1996'da Prens Charles'tan boşanan Diana, bir yıl sonra, Haziran 1997'de 79 elbisesini açık artırmaya çıkararak yardım vakıfları için 4,5 milyon dolar topladı. Bu adım, geçmişle bağlarını koparması olarak değerlendirildi. Aynı yıl içerisinde, Angola'yı ziyaret ederek mayın temizleme çalışmalarına destek verdi. Bu ziyaret, uluslararası kamuoyunda büyük ilgi uyandırdı ve mayınlara karşı toplumsal bilinçlenmeyi artırmış oldu. Prenses Diana'nın ölümünden birkaç ay sonra, mayınları yasaklayan uluslararası anlaşma devreye girdi.
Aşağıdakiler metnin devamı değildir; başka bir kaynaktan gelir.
PR #629, opened 2026-08-18
feat(otel): Add otel context propagation

### LINKED ISSUE #617: [FEATURE] OTel context header handling
### Problem or use case

When requests are passed on to Otari, OTel trace/span information may be present. Since Otari already generates OTel traces, it would be natural to include parent trace information.

### Proposed solution

The traceparent header will be examined to enable context propagation across Otari and collaborating services.

### Alternatives considered

None considered.

javiermtorres:
## Description

This PR enables OTel context propagation through the incoming endpoints, so context is preserved in a distributed setting.

## PR Type

- [x] New Feature
- [ ] Bug Fix
- [ ] Refactor
- [ ] Documentation
- [ ] Infrastructure / CI

## Relevant issues

Closes #617 

## Checklist

- [x] If this PR adds or changes a persistent table, a control-plane contract the otari.ai platform consumes or serves, a capability the platform also has, or a mode-specific surface, I appended an entry to the M4 reconciliation ledger ([otari-ai#1587](https://github.com/mozilla-ai/otari-ai/issues/1587)). See [.github/instructions/reconciliation-ledger.instructions.md](instructions/reconciliation-ledger.instructions.md).

## AI Usage

- [ ] No AI was used.

**AI Model/Tool used:**

Copilot/auto

**NOTE:**

## Summary

- Added support for incoming trace context in gateway requests.
- Preserved trace information between Otari and collaborating services.
- Added OpenTelemetry instrumentation as a runtime dependency.
- Added unit and integration tests for trace propagation and invalid or missing context.

## Technical notes

- The middleware reads `traceparent` and `tracestate` headers.
- It applies valid context during request processing and removes it afterward.
- Invalid or missing context does not interrupt request handling.


src/gateway/main.py
```diff
@@ -505,7 +506,9 @@ async def dashboard_build() -> dict[str, str]:
         async def root_index() -> str:
             return ROOT_TUTORIAL_HTML
 
+    # Middleware stack is registered in reverse order (last-added runs first)
     app.add_middleware(SecurityHeadersMiddleware)
+    app.add_middleware(TraceContextPropagationMiddleware)
```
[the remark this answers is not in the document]
javiermtorres: Context propagation is mainly meant for inter-service communication, not end-user tracing, hence CORS support for otel traces will not be enabled. This will be appropriately documented.

tests/conftest.py
```diff
@@ -66,3 +72,49 @@ def _reset_default_pricing() -> Generator[None, None, None]:
...
+        carrier: A mapping of request headers.
+
+    Returns:
+        An OpenTelemetry Context with the extracted trace context, or None if
+        extraction failed or no valid traceparent is present.
+    """
+    try:
+        context = TraceContextTextMapPropagator().extract(carrier=carrier)
+    except Exception:  # noqa: BLE001
+        return None
```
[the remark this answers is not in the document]
javiermtorres: Addressed.

src/gateway/context_propagation.py
```diff
@@ -0,0 +1,91 @@
...
+            try:
+                response = await call_next(request)
+            finally:
+                # Detach the context when the request is done
+                otel_context.detach(token)
+            return response
+
+        # If extraction fails or no context is present, proceed normally
+        response = await call_next(request)
+        return response
```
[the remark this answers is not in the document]
javiermtorres: @copilot check if this is solved

pyproject.toml
```diff
@@ -23,6 +23,7 @@ dependencies = [
     "markitdown[docx,pptx,xlsx,pdf]>=0.1.0",
     "mcp>=1.28.1",
     "opentelemetry-api>=1.39.1",
+    "opentelemetry-instrumentation>=0.50b0",
```
dni138: **major:** `opentelemetry-instrumentation` is never imported.

`grep -rn "opentelemetry.instrumentation" src tests scripts alembic` returns nothing. The new module uses only `opentelemetry-api` surfaces (`opentelemetry.context`, `opentelemetry.trace`, `opentelemetry.trace.propagation.tracecontext`), and `opentelemetry-api>=1.39.1` is already on line 25.

What the line costs, all verified locally by switching between `main` and this branch:

* It ships `opentelemetry-instrumentation`, `opentelemetry-semantic-conventions`, `packaging`, and `wrapt` into the **production** image for nothing.
* Its `wrapt>=1.0,<2` cap **downgrades locked `wrapt` from 2.1.2 to 1.17.3** project-wide. On `main` the only consumer is `testcontainers` (a dev dep); this makes `wrapt` a runtime dependency and pins the whole project off 2.x. `uv sync` going back to `main` reports exactly that: `- wrapt==1.17.3 / + wrapt==2.1.2`. cp314 wheels do exist for 1.17.3, so the 3.14 image still builds, but it is an unintended lockfile move.
* `>=0.50b0` is off the series the other otel pins track. It resolves to `0.60b1`, which is the `0.60b1`/`1.39` pairing, so the floor understates what is actually required.

**Suggested fix:** drop the line and re-lock. If it is deliberate, so operators can run `opentelemetry-instrument otari serve`, it belongs in an optional extra next to `ocr` and `s3` in `[project.optional-dependencies]` plus a line in the docs, rather than a hard runtime dependency. That also settles the question in the summary.

src/gateway/context_propagation.py
```diff
@@ -0,0 +1,93 @@
...
+
+    Args:
+        carrier: A mapping of request headers (e.g. `request.headers`).
+
+    Returns:
+        An OpenTelemetry Context with the extracted trace context, or None if
+        extraction failed or no valid traceparent is present.
+    """
+    try:
+        context = TraceContextTextMapPropagator().extract(carrier=carrier)
```
dni138: **major:** this replaces the ambient OTel context instead of extending it.

`extract()` is called with no `context=`, and upstream that means `context = Context()`, a brand new empty one. So the returned context holds **only** the remote-span key, and `otel_context.attach()` on line 61 then makes that the entire current context for the request. Everything already in the ambient context is dropped for the request's lifetime: baggage, the suppress-instrumentation key, and any enclosing span.

I ran this against the branch to be sure of the mechanism:

```
--- (a) baggage set before the request survives the middleware? ---
ambient baggage before middleware: {'tenant': 'acme'}
ambient baggage inside request   : {}

--- (b) an enclosing SERVER span (what -instrumentation-asgi opens) ---
server span id               : efc90c4c26f532d9
tool span's actual parent    : 00f067aa0ba902b7   <- the header
expected (child of SERVER)   : efc90c4c26f532d9
=> re-parented to the header, SERVER span orphaned: True
```

This is latent in today's default deployment, since nothing else populates the context at request time, and I want to be clear about that. It stops being latent the moment auto-instrumentation or baggage is in play, which the dependency added in `pyproject.toml:26` suggests is the intended direction. Under `opentelemetry-instrument`, the ASGI instrumentor's SERVER span is the thing that gets discarded, so tool and route spans re-parent to the caller's span and the gateway's own server span falls out of its local hierarchy.

**Suggested fix,** one argument plus a guard:

```python
context = propagator.extract(carrier=carrier, context=otel_context.get_current())
```

Verified that this keeps the intended behavior rather than trading it away: baggage survives (`{'tenant': 'acme'}`) and the current span is still the remote parent (`00f067aa0ba902b7`). On top of that, consider skipping the attach entirely when `otel_context.get_current()` already carries a valid span, which means something upstream already extracted and this middleware has nothing to add.

src/gateway/context_propagation.py
```diff
@@ -0,0 +1,93 @@
...
+"""
+
+from __future__ import annotations
+
+from typing import TYPE_CHECKING, Any
+
+from opentelemetry import context as otel_context
+from opentelemetry import trace
+from opentelemetry.context import Context
+from opentelemetry.trace.propagation.tracecontext import TraceContextTextMapPropagator
```
dni138: **minor:** hard-codes one propagator instead of using the configured global one.

`opentelemetry.propagate.extract(carrier)` honors `OTEL_PROPAGATORS`, which is the standard knob operators reach for, and its default value (`tracecontext,baggage`) also carries W3C **baggage**. As written, a deployment that sets `OTEL_PROPAGATORS=b3` because its other services speak B3, or that wants baggage to flow, is silently ignored, and the docs sentence "extracts it with the standard OpenTelemetry propagator" reads as though the standard configuration applies when it does not.

One nuance if you take this, which I checked so the suggestion is actually usable: a composite propagator can return a context carrying baggage and **no** span, so the `INVALID_TRACE_ID` check on line 90 would throw that away.

```
baggage extracted   : {'tenant': 'acme', 'region': 'eu'}
trace_id is INVALID : True
=> the current guard shape returns None here and drops that baggage
```

So the guard has to change from "no valid span means return `None`" to "attach whenever anything was extracted". Also worth instantiating the propagator once at module scope rather than per request.

src/gateway/context_propagation.py
```diff
@@ -0,0 +1,93 @@
...
+    Args:
+        carrier: A mapping of request headers (e.g. `request.headers`).
+
+    Returns:
+        An OpenTelemetry Context with the extracted trace context, or None if
+        extraction failed or no valid traceparent is present.
+    """
+    try:
+        context = TraceContextTextMapPropagator().extract(carrier=carrier)
+    except Exception as exc:  # noqa: BLE001
```
dni138: **minor:** this guard cannot fire for the carrier the middleware actually passes, and the real per-request log risk is elsewhere.

`TraceContextTextMapPropagator.extract` returns the context unmodified for every malformed `traceparent` rather than raising. I checked each shape against the production function on this branch:

| carrier | result |
| --- | --- |
| `{}` | `None`, no exception |
| `traceparent: invalid` | `None`, no exception |
| all-zero trace id | `None`, no exception |
| version `ff` | `None`, no exception |
| extra fields on version `00` | `None`, no exception |
| malformed `tracestate` | `Context`, no exception |

The one input that *does* raise is a non-string header value (`TypeError: expected string or bytes-like object, got 'int'`), and that cannot come from `Headers.get`, which always returns `str`. It is reachable only because `carrier: Any` invites arbitrary mappings. So typing the carrier `Mapping[str, str]` (nit 3) makes the broad `except` and its `# noqa: BLE001` provably unnecessary for the one real caller, which is also what the backend-standards skill asks for ("prefer specific exceptions over broad `except Exception`"). The `INVALID_TRACE_ID` check on line 90 is already the graceful-degradation path the tests are aiming at.

Separately, and more useful: a client-controlled malformed `tracestate` makes **OpenTelemetry's own** logger emit a WARNING per request, which no amount of handling here suppresses.

```
WARNING:opentelemetry.trace.span:Member doesn't match the w3c identifiers format =====not
WARNING:opentelemetry.trace.span:There can't be more than 32 key/value pairs.
```

That is unauthenticated log amplification driven by a header. Worth a sentence in the docs or the threat-model comment suggested on line 61, so an operator knows to set the level on `opentelemetry.trace.span`.

src/gateway/context_propagation.py
```diff
@@ -0,0 +1,93 @@
...
+            await self.app(scope, receive, send)
+            return
+
+        extracted_context = _extract_context_from_carrier(Headers(scope=scope))
+
+        if extracted_context is None:
+            await self.app(scope, receive, send)
+            return
+
+        token = otel_context.attach(extracted_context)
```
dni138, line 70: **minor:** this is a trust decision, and right now it is made implicitly.

Middleware runs before any route auth dependency, so any caller, with no credential at all, sets the trace id, the parent span id, the sampled flag, and up to 32 `tracestate` entries for the spans the operator's collector then ingests. That is enough to stitch chosen ids into an operator's traces or to force sampling.

To be clear about severity: this is what `opentelemetry-instrumentation-fastapi` does by default, so it is **not a vulnerability**, and I am not asking for it to be turned off. The point is a convention one. The repo's own guidance is that new security-relevant behavior is either gated by a flag that fails closed (backend-standards, "Config & env"; security-review, "Security misconfiguration") or carries a threat-model comment, the way `api/routes/chat.py` documents the sandbox-URL decision. `MetricsMiddleware` is already gated on `enable_metrics` for a weaker reason than this.

**Suggested fix:** either a `trust_incoming_trace_context` config flag, or, if unconditional is the deliberate answer, a short threat-model comment in the module docstring plus a line in the docs saying this trusts the caller and belongs behind a proxy that strips the two headers at the edge. Either one makes the decision reviewable later; the docs already say the feature is "intended for backend and service-to-service callers", and nothing currently enforces that reading.

tests/conftest.py
```diff
@@ -66,3 +72,46 @@ def _reset_default_pricing() -> Generator[None, None, None]:
     configure_default_pricing(False)
     configure_provider_types(None)
     reset_price_refresh_state()
+
+
+def extract_trace_context_from_carrier(carrier: Mapping[str, str]) -> Span | None:
```
dni138: **minor:** these helpers duplicate the production function, and the unit tests assert against the copy.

Diana'yı hayattan koparan trajedi ise Paris'te geçirdiği bir trafik kazası oldu. 31 Ağustos 1997'de, aşk yaşamaya başladığı Dodi Al Fayed ile birlikte akşam yemeğinin ardından limuzinine bindi. Prenses'i yeni sevgilisiyle görüntülemek isteyen gazeteciler peşindeydi ve bu kovalamaca, bir alt geçitte felaketle sonuçlandı.

Araçlarının betona çarpması sonucunda Lady Diana ve Dodi El Fayed hayatını kaybetti. Bu haber tüm dünyayı sarstı ve İngiltere'de büyük bir yas havası oluştu. Diana'nın düğünü gibi, cenazesi de hafızalara kazındı. Londra'daki Westminster Abbey'de bir milyondan fazla kişi cenaze törenine katıldı ve tören, dünyanın dört bir yanında televizyonlardan canlı yayınlandı.

Prenses Diana, ölümünün ardından da gündemden düşmedi. Özellikle 2017'de yayınlanan bir belgeselde çok fazla ses getirdi.

Bu belgeselde, Diana'nın aldığı konuşma dersleri sırasında çekilen, izni dahilinde kaydedilmiş görüntüler yer aldı. Görüntülerin bir kısmında, Diana, bir koruma polisiyle yaşadığı ilişkiyi hayatının en büyük aşkı olarak nitelendiriyordu. Diana, bu aşkının ortaya çıkmasının ardından koruma polisinin görevden alınmış ve hatta öldürülmüş olduğu iddialarında bulundu. Tartışma, polemik ve iddialar eksik olsa da, Diana ölümünün üzerinden onca yıl geçmesine rağmen zarafetin sembolü olmayı sürdürmektedir.